PR #5678, opened 2017-05-22
EIP-211 RETURNDATACOPY and RETURNDATASIZE

arkpar:
https://github.com/ethereum/EIPs/pull/211

### DIFF
--- a/ethcore/src/evm/evm.rs
+++ b/ethcore/src/evm/evm.rs
@@ -97,10 +97,45 @@ impl fmt::Display for Error {
 /// A specialized version of Result over EVM errors.
 pub type Result<T> = ::std::result::Result<T, Error>;
 
+
+/// Return data buffer. Holds memory from a previous call and a slice into that memory.
+#[derive(Debug)]
+pub struct ReturnData {
+	mem: Vec<u8>,
+	offset: usize,
+	size: usize,
+}
+
+impl ::std::ops::Deref for ReturnData {
+	type Target = [u8];
+	fn deref(&self) -> &[u8] {
+		&self.mem[self.offset..self.offset + self.size]
+	}
+}
+
+impl ReturnData {
+	/// Create empty `ReturnData`.
+	pub fn empty() -> Self {
+		ReturnData {
+			mem: Vec::new(),
+			offset: 0,
+			size: 0,
+		}
+	}
+	/// Create `ReturnData` from give buffer and slice.
+	pub fn new(mem: Vec<u8>, offset: usize, size: usize) -> Self {
+		ReturnData {
+			mem: mem,
+			offset: offset,
+			size: size,
+		}
+	}
+}
+
 /// Gas Left: either it is a known value, or it needs to be computed by processing
 /// a return instruction.
-#[derive(Debug, PartialEq, Eq, PartialOrd, Ord)]
-pub enum GasLeft<'a> {
+#[derive(Debug)]
+pub enum GasLeft {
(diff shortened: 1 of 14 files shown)


ethcore/src/evm/evm.rs
```diff
@@ -97,18 +97,53 @@ impl fmt::Display for Error {
...
+	pub fn empty() -> Self {
+		ReturnData {
+			mem: Vec::new(),
+			offset: 0,
+			size: 0,
+		}
+	}
+	/// Create `ReturnData` from give buffer and slice.
+	pub fn new(mem: Vec<u8>, offset: usize, size: usize) -> Self {
+		ReturnData {
```
rphmeier: should probably truncate the allocation here to just `size` to alleviate peak memory usage concerns. I'm not aware of a fast way to do it safely, though.

`let _ = mem.drain(..offset); mem.truncate(size); mem.shrink_to_fit()` might be a lot of work to do on every return.

rphmeier:
where is the implementation of `RETURNDATASIZE`? I don't see it when searching the diff

ethcore/src/evm/evm.rs
arkpar: Updated. Now it reallocates but only if too much memory is wasted.

arkpar:
@rphmeier It was missing :) Added now

ethcore/src/evm/interpreter/memory.rs
```diff
@@ -109,6 +114,20 @@ impl Memory for Vec<u8> {
...
 	}
+
+	fn into_return_data(mut self, offset: U256, size: U256) -> ReturnData {
+		let offset = offset.low_u64() as usize;
+		let size = size.low_u64() as usize;
+		if !is_valid_range(offset, size) {
+			return ReturnData::empty()
+		}
+		if self.len() - size > MAX_RETURN_WASTE_BYTES {
+			let mem = self.drain(offset..).take(size).collect();
```
rphmeier: i really doubt the optimizer is smart enough to turn this into a single malloc + memcpy, so it ends up paying both the O(n) iteration and having to allocate `self.len() + size` bytes in total.

i would suggest either using a `drain`, `truncate`, `shrink_to_fit` combo or allocating a `vec![0; size]` and using `copy_from_slice` to pay only one of those costs.

rphmeier: (unless the optimized IR/ASM shows that this is actually a non-issue)

ethcore/src/evm/interpreter/memory.rs
```diff
@@ -109,6 +114,20 @@ impl Memory for Vec<u8> {
 			Memory::resize(self, size)
 		}
 	}
+
+	fn into_return_data(mut self, offset: U256, size: U256) -> ReturnData {
+		let offset = offset.low_u64() as usize;
+		let size = size.low_u64() as usize;
+		if !is_valid_range(offset, size) {
```
rphmeier: this just checks whether `offset + size` would overflow, but they should also be bounds-checked against `self.len()` at this point. that would also make the check within `ReturnData::new` redundant, so maybe it would be better as a precondition of that function.

arkpar: Memory is guaranteed to be allocated at this point. This is assured by mem/gas requirements checking before each instruction. That's why none of the methods in this struct check for bounds.

NikVolf:
lgtm as well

————

■ **Instructions for the task**: Beginning with the first line of the listing above, print each line exactly until you have printed the line that contains "rphmeier: should probably".

■ **Response**:
PR #5678, opened 2017-05-22
EIP-211 RETURNDATACOPY and RETURNDATASIZE

arkpar:
https://github.com/ethereum/EIPs/pull/211

### DIFF
--- a/ethcore/src/evm/evm.rs
+++ b/ethcore/src/evm/evm.rs
@@ -97,10 +97,45 @@ impl fmt::Display for Error {
 /// A specialized version of Result over EVM errors.
 pub type Result<T> = ::std::result::Result<T, Error>;
 
+
+/// Return data buffer. Holds memory from a previous call and a slice into that memory.
+#[derive(Debug)]
+pub struct ReturnData {
+	mem: Vec<u8>,
+	offset: usize,
+	size: usize,
+}
+
+impl ::std::ops::Deref for ReturnData {
+	type Target = [u8];
+	fn deref(&self) -> &[u8] {
+		&self.mem[self.offset..self.offset + self.size]
+	}
+}
+
+impl ReturnData {
+	/// Create empty `ReturnData`.
+	pub fn empty() -> Self {
+		ReturnData {
+			mem: Vec::new(),
+			offset: 0,
+			size: 0,
+		}
+	}
+	/// Create `ReturnData` from give buffer and slice.
+	pub fn new(mem: Vec<u8>, offset: usize, size: usize) -> Self {
+		ReturnData {
+			mem: mem,
+			offset: offset,
+			size: size,
+		}
+	}
+}
+
 /// Gas Left: either it is a known value, or it needs to be computed by processing
 /// a return instruction.
-#[derive(Debug, PartialEq, Eq, PartialOrd, Ord)]
-pub enum GasLeft<'a> {
+#[derive(Debug)]
+pub enum GasLeft {
(diff shortened: 1 of 14 files shown)


ethcore/src/evm/evm.rs
```diff
@@ -97,18 +97,53 @@ impl fmt::Display for Error {
...
+	pub fn empty() -> Self {
+		ReturnData {
+			mem: Vec::new(),
+			offset: 0,
+			size: 0,
+		}
+	}
+	/// Create `ReturnData` from give buffer and slice.
+	pub fn new(mem: Vec<u8>, offset: usize, size: usize) -> Self {
+		ReturnData {
```
rphmeier: should probably truncate the allocation here to just `size` to alleviate peak memory usage concerns. I'm not aware of a fast way to do it safely, though.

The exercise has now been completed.